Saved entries
____

PR #1041, opened 2021-03-24
Add error handling for bad shift times

EjPlatzer:
The API has been updated to detect bad shift times when they are saved. This introduces some preliminary error handling on the front end to notify the user more concretely on why their shift failed to save.


jason-whitehouse (approved):
Looks good

PR #1042, opened 2021-03-24
Fix & Restore timesheets

EjPlatzer:
Timesheets was taken down temporarily because of an issue where shifts were being submitted with no Time information. It turns out that there were options on Intl.DateTimeFormat JavaScript built-in we were using (specifically `dateStyle` and `timeStyle`) that aren't supported by Safari. This was causing safari users to lose the time of the their shift start and end DateTimes.

### DIFF
--- a/src/services/jobs.js
+++ b/src/services/jobs.js
@@ -5,9 +5,12 @@
 
 import http from './http';
 
-const dateFormat = new Intl.DateTimeFormat('en', {
-  timeStyle: 'medium',
-  dateStyle: 'short',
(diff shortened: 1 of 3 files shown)


bennettforkner (approved):
Seems responsible to me. I have faith that this more-general formatting functionality will fix our Safari compatibility issues.

jason-whitehouse (approved):
All looks good.  If submit doesn't work we can look at just passing shift.SHIFT_END_TIME since it's already coming from the DB as a datetime format at that point.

____

If a line in the entries above contains "handling", it counts toward the total; give only that total.

2